### DATASET ENTRIES
------------------------------------------------------------
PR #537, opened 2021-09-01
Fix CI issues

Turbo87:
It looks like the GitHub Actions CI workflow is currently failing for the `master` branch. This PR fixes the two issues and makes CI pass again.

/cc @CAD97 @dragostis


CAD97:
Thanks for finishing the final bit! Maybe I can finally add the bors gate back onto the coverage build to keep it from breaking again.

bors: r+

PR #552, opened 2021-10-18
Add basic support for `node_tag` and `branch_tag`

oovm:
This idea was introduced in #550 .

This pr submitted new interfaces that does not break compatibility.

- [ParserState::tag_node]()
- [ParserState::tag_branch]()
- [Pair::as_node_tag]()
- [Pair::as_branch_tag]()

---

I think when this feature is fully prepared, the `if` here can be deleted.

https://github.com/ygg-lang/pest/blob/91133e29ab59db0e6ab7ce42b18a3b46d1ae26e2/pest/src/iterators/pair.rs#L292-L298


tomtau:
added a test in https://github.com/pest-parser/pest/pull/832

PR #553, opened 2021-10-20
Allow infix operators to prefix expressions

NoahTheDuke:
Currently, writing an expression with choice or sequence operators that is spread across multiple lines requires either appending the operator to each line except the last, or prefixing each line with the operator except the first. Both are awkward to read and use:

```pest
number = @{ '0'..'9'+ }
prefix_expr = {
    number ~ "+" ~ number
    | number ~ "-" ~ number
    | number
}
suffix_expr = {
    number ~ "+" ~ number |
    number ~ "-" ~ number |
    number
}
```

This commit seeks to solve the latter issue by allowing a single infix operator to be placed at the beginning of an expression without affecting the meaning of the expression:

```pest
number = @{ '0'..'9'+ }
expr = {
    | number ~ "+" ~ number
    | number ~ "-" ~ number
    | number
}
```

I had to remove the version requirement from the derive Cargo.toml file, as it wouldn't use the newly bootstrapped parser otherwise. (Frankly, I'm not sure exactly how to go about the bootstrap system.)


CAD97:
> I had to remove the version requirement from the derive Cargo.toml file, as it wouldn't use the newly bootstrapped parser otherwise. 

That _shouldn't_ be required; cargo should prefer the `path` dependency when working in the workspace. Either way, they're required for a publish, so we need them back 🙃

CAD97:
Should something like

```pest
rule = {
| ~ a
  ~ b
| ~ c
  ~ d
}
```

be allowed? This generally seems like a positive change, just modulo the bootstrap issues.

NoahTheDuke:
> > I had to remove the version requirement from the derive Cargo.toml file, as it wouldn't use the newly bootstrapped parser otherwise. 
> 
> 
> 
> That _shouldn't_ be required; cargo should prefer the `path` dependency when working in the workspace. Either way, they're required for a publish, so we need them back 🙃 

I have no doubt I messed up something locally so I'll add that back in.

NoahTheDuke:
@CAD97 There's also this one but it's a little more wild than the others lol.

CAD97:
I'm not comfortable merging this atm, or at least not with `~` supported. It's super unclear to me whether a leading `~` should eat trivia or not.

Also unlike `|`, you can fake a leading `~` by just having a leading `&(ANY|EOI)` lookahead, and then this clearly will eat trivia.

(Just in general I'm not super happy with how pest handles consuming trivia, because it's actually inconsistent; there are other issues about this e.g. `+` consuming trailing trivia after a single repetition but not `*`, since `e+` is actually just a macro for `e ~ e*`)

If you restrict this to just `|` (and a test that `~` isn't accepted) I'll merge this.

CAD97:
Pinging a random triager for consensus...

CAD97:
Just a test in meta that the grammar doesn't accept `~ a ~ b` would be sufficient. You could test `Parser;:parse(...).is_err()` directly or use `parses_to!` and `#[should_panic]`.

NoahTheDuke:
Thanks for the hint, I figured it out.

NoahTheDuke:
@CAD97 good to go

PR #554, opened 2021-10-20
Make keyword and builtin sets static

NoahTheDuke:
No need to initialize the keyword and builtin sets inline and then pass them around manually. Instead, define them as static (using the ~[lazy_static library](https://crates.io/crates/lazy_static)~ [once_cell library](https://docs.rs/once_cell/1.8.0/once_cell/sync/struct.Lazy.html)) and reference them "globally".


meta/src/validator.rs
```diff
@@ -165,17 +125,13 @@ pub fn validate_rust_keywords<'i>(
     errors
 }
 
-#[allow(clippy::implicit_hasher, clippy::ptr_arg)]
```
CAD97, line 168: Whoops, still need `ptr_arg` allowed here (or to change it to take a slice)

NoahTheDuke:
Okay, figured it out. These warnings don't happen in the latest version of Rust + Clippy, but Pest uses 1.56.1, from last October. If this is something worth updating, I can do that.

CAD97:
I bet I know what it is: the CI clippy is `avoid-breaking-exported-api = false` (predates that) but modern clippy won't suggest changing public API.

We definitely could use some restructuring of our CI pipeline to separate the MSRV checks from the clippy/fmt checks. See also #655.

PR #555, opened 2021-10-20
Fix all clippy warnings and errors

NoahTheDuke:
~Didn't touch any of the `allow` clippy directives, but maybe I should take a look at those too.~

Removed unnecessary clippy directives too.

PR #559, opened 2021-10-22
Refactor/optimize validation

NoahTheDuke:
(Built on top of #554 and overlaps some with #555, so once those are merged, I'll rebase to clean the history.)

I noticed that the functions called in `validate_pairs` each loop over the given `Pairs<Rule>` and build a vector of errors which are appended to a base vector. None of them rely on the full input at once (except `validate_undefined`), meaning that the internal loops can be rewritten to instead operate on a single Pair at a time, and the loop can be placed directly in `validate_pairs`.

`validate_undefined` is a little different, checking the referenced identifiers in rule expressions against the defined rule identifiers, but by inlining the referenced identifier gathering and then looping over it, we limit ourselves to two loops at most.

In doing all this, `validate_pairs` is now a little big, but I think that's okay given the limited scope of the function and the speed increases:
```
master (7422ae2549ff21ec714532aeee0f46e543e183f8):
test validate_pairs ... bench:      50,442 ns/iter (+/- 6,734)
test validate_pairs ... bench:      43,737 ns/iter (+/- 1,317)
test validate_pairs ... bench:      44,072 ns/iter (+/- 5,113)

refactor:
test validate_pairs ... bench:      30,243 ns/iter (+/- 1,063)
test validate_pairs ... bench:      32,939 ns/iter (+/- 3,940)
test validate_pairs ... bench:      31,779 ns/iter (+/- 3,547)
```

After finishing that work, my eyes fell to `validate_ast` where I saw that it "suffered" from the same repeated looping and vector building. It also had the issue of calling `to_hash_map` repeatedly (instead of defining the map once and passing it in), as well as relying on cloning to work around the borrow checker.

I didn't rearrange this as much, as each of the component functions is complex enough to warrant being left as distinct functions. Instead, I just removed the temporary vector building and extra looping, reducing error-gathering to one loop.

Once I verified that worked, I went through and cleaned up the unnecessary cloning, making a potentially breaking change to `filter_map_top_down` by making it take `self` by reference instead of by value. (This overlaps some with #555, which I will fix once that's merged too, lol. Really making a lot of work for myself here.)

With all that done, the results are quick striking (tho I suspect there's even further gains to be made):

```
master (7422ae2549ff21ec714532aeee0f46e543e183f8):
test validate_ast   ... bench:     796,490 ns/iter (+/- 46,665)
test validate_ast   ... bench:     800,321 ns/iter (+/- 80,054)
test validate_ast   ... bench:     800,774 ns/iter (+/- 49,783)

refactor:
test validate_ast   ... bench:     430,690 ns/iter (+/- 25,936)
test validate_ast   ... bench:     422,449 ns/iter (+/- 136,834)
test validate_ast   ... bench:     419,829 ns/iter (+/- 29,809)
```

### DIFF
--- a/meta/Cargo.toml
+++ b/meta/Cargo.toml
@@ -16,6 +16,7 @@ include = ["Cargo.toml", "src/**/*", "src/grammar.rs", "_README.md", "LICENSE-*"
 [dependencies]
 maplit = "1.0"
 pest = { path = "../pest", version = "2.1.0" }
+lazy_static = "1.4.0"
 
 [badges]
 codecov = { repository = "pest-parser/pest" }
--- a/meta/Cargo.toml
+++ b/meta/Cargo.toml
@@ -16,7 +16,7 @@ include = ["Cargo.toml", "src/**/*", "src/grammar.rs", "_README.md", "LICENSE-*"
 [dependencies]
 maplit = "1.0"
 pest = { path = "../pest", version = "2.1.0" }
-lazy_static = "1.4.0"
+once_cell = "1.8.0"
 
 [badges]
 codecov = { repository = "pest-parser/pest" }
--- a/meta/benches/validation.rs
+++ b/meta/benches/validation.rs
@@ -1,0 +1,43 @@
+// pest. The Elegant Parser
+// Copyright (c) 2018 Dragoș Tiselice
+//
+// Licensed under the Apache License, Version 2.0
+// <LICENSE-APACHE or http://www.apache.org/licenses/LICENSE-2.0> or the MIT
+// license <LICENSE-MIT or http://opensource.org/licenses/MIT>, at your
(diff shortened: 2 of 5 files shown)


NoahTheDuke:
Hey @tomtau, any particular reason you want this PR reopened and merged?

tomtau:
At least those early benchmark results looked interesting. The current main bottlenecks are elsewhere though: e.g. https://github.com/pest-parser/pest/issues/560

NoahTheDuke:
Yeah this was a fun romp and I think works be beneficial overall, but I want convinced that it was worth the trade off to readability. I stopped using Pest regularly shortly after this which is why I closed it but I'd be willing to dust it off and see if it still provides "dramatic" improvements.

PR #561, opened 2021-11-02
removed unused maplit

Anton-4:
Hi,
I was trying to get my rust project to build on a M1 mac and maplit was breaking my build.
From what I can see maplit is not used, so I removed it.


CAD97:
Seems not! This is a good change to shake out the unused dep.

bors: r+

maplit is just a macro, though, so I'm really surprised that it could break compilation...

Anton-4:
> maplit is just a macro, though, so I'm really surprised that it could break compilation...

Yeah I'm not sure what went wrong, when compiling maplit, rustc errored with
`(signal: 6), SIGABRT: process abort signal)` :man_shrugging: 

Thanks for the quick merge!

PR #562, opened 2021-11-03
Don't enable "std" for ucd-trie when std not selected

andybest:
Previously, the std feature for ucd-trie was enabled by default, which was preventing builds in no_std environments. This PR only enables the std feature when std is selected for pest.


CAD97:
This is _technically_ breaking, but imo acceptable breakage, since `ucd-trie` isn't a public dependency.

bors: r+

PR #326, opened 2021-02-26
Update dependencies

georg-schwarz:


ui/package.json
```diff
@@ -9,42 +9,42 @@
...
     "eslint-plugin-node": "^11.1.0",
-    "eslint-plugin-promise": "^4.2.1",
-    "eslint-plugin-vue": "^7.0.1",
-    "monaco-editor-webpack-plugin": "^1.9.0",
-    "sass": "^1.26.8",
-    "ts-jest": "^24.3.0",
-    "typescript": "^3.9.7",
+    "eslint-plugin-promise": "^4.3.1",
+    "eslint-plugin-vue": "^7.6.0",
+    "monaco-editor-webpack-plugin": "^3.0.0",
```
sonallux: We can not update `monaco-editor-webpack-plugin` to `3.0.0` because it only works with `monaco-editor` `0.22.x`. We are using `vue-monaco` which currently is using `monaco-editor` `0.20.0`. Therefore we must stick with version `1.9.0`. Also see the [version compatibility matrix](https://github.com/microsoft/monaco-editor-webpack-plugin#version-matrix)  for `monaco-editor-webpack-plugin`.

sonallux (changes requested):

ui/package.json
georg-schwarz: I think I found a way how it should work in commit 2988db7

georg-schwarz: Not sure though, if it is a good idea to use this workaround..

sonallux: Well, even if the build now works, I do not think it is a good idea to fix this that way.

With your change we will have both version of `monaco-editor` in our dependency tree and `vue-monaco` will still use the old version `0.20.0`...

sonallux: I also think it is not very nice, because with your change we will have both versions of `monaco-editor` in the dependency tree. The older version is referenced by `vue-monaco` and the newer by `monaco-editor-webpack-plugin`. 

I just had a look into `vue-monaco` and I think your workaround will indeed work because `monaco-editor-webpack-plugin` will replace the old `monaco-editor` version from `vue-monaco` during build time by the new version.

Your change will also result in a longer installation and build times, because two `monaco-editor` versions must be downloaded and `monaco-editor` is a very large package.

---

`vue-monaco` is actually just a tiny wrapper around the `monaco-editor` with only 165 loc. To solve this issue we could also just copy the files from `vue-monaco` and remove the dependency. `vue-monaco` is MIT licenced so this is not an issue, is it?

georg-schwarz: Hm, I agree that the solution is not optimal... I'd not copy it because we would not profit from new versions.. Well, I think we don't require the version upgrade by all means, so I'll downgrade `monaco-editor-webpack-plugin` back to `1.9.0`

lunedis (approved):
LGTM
------------------------------------------------------------
Find the word "meta" in the listing above. Copy each line where it appears.

### RESPONSE FOR THIS EXERCISE
Just a test in meta that the grammar doesn't accept `~ a ~ b` would be sufficient. You could test `Parser;:parse(...).is_err()` directly or use `parses_to!` and `#[should_panic]`.
meta/src/validator.rs
--- a/meta/Cargo.toml
+++ b/meta/Cargo.toml
--- a/meta/Cargo.toml
+++ b/meta/Cargo.toml
--- a/meta/benches/validation.rs
+++ b/meta/benches/validation.rs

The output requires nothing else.